Issue #88, opened 2024-07-25
CT static API personality


phbnf:
Implements https://c2sp.org/static-ct-api

Pieces of work:
- [ ] port certificate-transparency-go CTFE to this repo, removing all the things we don't need anymore, and connect it to GCP Tessera to write tiles (no checkpoint at this stage)
  - [x] break ground with an initial port
  - [x] move more things over to drop dependency on non X509/TLS stuff from `github.com/google/certificate-transparency-go` (for instance `github.com/google/certificate-transparency-go/trillian/util`, `github.com/google/certificate-transparency-go/trillian/testdata`)
  - [ ] double check that tiles and leaf are compliant with https://c2sp.org/static-ct-api
    - [x] Fix Data Type
    - [x] Store fingerprints chain in leaves 
  - [ ] have a look through all the old TODOs I ported over
  - [x] move over handlers_test.go
  - [x] add README and/or docker config to generate proto and mocks
- [x] add a signer option
- [x] design+build a chain storage service (see what we can re-use from Roger's recent work on certificate-transparengy-go CTFE): see #132
- [ ] design+build deduplication: ongoing
- [x] design+modify configuration pipeline if need be: we've decided to stick to flags
- [x] quota system: we've decided not rely on Tessera's pushbacks to start with. We'll add a quota system later if needed. See #186 
- [ ] decide how we handle errors, and which one we pass to clients
- [x] migrate codebase to a different repo
- [ ] load test with real world CT data
- [ ] deployment instructions

mhutchinson:
What's the difference between this issue and #41 ?

AlCutter:
I think #41 is Tessera APIs which _enable_ a CT Static API personality to be built, and this one is the task of actually building such a personality.

phbnf:
I'm going to close this issue to migrate it under https://github.com/transparency-dev/static-ct, where the SCTFE now lives.

phbnf:
https://github.com/transparency-dev/static-ct/issues/10

PR #132, opened 2024-08-12
Store issuer chains

phbnf:
#88

### DIFF
--- a/personalities/sctfe/storage.go
+++ b/personalities/sctfe/storage.go
@@ -28,9 +28,9 @@ import (
 
 // Storage provides all the storage primitives necessary to write to a ct-static-api log.
 type Storage interface {
-	// Add assign an index to the provided Entry, stages the entry for integration, and return it the assigned index.
+	// Add assigns an index to the provided Entry, stages the entry for integration, and return it the assigned index.
 	Add(context.Context, *ctonly.Entry) (uint64, error)
-	// AddIssuerChain stores all certificates in the chain in a content-addressable store under their sha256 hash.
+	// AddIssuerChain stores every the chain certificate in a content-addressable store under their sha256 hash.
 	AddIssuerChain(context.Context, []*x509.Certificate) error
 }
 
@@ -60,7 +60,7 @@ func (cts *CTStorage) Add(ctx context.Context, entry *ctonly.Entry) (uint64, err
 	return cts.storeData(ctx, entry)
 }
 
-// AddIssuerChain stores every certificate in the chain under its sha256.
+// AddIssuerChain stores every chain certificate under its sha256.
 // If an object is already stored under this hash, continues.
 func (cts *CTStorage) AddIssuerChain(ctx context.Context, chain []*x509.Certificate) error {
 	errG := errgroup.Group{}
--- a/personalities/sctfe/storage.go
+++ b/personalities/sctfe/storage.go
@@ -16,34 +16,75 @@ package sctfe
 
 import (
 	"context"
+	"crypto/sha256"
+	"encoding/hex"
+	"fmt"
 
+	"github.com/google/certificate-transparency-go/x509"
 	tessera "github.com/transparency-dev/trillian-tessera"
 	"github.com/transparency-dev/trillian-tessera/ctonly"
+	"golang.org/x/sync/errgroup"
 )
 
 // Storage provides all the storage primitives necessary to write to a ct-static-api log.
 type Storage interface {
-	// 	Add assign an index to the provided Entry, stages the entry for integration, and return it the assigned index.
+	// Add assign an index to the provided Entry, stages the entry for integration, and return it the assigned index.
 	Add(context.Context, *ctonly.Entry) (uint64, error)
+	// AddIssuerChain stores all certificates in the chain in a content-addressable store under their sha256 hash.
+	AddIssuerChain(context.Context, []*x509.Certificate) error
+}
+
+type IssuerStorage interface {
+	Exists(ctx context.Context, key [32]byte) (bool, error)
+	Add(ctx context.Context, key [32]byte, data []byte) error
 }
 
 // CTStorage implements Storage.
 type CTStorage struct {
 	storeData func(context.Context, *ctonly.Entry) (uint64, error)
-	// TODO(phboneff): add storeExtraData
-	// TODO(phboneff): add dedupe
+	issuers   IssuerStorage
 }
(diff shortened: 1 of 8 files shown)


personalities/sctfe/storage.go
```diff
@@ -16,34 +16,77 @@ package sctfe
...
 	// TODO(phboneff): add deduplication and chain storage
 	return cts.storeData(ctx, entry)
 }
+
+// AddIssuerChain stores every chain certificate under its sha256.
+// If an object is already stored under this hash, continues.
+func (cts *CTStorage) AddIssuerChain(ctx context.Context, chain []*x509.Certificate) error {
+	errG := errgroup.Group{}
+	for _, c := range chain {
+		errG.Go(func() error {
```
AlCutter, line 68: Did you consider pushing this down into the storage implementation to decide how best to store these entries? (e.g. some storage infra may do better with some sort of non-transactional batch insert as opposed to several concurrent write transactions).

May be more of an issue for fresh logs and become less so once the chain storage is close to being maximally populated.

personalities/sctfe/storage/gcp/map.go
```diff
@@ -0,0 +1,116 @@
+// Copyright 2016 Google LLC. All Rights Reserved.
```
AlCutter, line 1: Your time-machine is showing :)

personalities/sctfe/storage/gcp/map.go
```diff
@@ -0,0 +1,116 @@
...
+	"net/http"
+	"path"
+
+	gcs "cloud.google.com/go/storage"
+	"google.golang.org/api/googleapi"
+	"google.golang.org/api/iterator"
+	"k8s.io/klog/v2"
+)
+
+// GCSStorage is a map backed by GCS on GCP.
```
AlCutter, line 32: map -> "key value store"?

personalities/sctfe/storage.go
phbnf: Storage implementations can, if they want to, stage all the requests and then batch write them if they want to. Each go routine will hang until then. That would be batched across all AddChain requests though, which means that two issuers.Add for the same chain might not be in the same batch.

I could change the API to accept multiple k,v instead, but since keys can't be of type []byte, I'd need to pass a map[string][]byte, or two [][]byte that would be meant to track one another, or a map[string][]byte. Can you think of a better way of doing this?

The PR that will come after this adds a local cache. That means that issuers.Add won't necessarily be called on all the issuers. So if we modify the api to get multiple k,v I'd have to batch caching as well, and then call issuers.Add with a potential "skipped chain".

It feels to me that it would add a non trivial amount of complexity to me. What do you think?

AlCutter: > Storage implementations can, if they want to, stage all the requests and then batch write them if they want to. Each go routine will hang until then. That would be batched across all AddChain requests though, which means that two issuers.Add for the same chain might not be in the same batch.

I agree that storage implementations should be free to batch up writes if that's what best for them, but your proposal here is a multiplier for the goroutines which are serving the HTTP requests these certs came from - i.e. if the queue is configured to flush at 1000 entries, there will be 1000 goroutines parked on the futures, if each of those chains has 3 entries then with this change we'll have 1000+3*1000 parked goroutines.

Obvs that's fine if that really is the best way for the storage impl to handle the calls to Set, but if we're saying that storage impls which would prefer to use a native "batch" write have to then block and "fan-in" all those extra 3000 goroutines in order to get back to just having a slice of entries - that seems like we've let an implementation detail of "lots of goroutines" type storage types leak out into this higher level.

Feels like the "fan-out" should be done by the storage implementation iff that's what's needed?

> I could change the API to accept multiple k,v instead, but since keys can't be of type []byte, I'd need to pass a map[string][]byte, or two [][]byte that would be meant to track one another, or a map[string][]byte. Can you think of a better way of doing this?

Hmm, could you pass a `[]struct{K []byte, V []byte}`?

As you say, these would need to be independently added rather than transactional (i.e. I think that means the semantics of the API becomes a bit more `AddTheseIntermediates()` rather than `AddIssuerChain()`), both for local caching reasons, but also because distributed systems in the case where there's a central shared intermediates cache.

phbnf: Yeah - I wanted to avoid defining a new struct because it leads to more dependencies. Go lacks tuples :/
I had a go at it, (still need to add comments and co), but have a look at let me know what you think. I could go even further an, leave it to the storage implementation to do the "Exists" calls.

While I'm starting with the SCTFE here, I'm thinking of making deduplication a feature that other personalities can use. That probably means that we'll need to have a base "personalitystorage" package, where KV will be defined?

phbnf: I think it's either this, or a map[string]string / map[string][]byte, and we do some type conversion.

AlCutter: I think it's probably ok for the storage impls to take a dep on a struct here - they have to meet the implicit interface requirement specific here anyway.

I think having the storage do the `Exists` inline with the `Add` would be good, they might be able to optimize that away - e.g. GCS might do a single WriteIfNotExists and save a round-trip, etc.

For now, I'd keep the chain storage and dedup storages separate and have one do `[]byte -> []byte` and the other do `[]byte -> uint64` natively, rather than prematurely push them together just yet.

phbnf: > I think having the storage do the Exists inline with the Add would be good, they might be able to optimize that away - e.g. GCS might do a single WriteIfNotExists and save a round-trip, etc.

Maybe, yes. Not 100% sure since write are more expensive than reads, and eventually the list issuers will stop growing, so it will be cheaper to check for existence first. But also, caching should make all of this even cheaper. There's already a TODO somewhere to evaluate this. I've also left a TODO for parallel write, let's keep them out for now. I've pushed it down to the storage layer.

> For now, I'd keep the chain storage and dedup storages separate and have one do []byte -> []byte and the other do []byte -> uint64 natively, rather than prematurely push them together just yet.
In practice, I had written a wrapper around map.go to handle the conversion: https://github.com/phbnf/trillian-tessera/blob/dedup/personalities/sctfe/storage/gcp/dedup.go. Honestly, I'm not even super attached to this dedup code on GCS, I don't think any CT log will use it, it doesn't scale price-wise. It might be useful for a test personality though or other applications once deduplication becomes a "standard" personality plugin.

AlCutter (approved):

################

(TASK BRIEF):
When a line in the data contains "decided", return it as written.

(TASK ANSWER):
- [x] design+modify configuration pipeline if need be: we've decided to stick to flags
- [x] quota system: we've decided not rely on Tessera's pushbacks to start with. We'll add a quota system later if needed. See #186 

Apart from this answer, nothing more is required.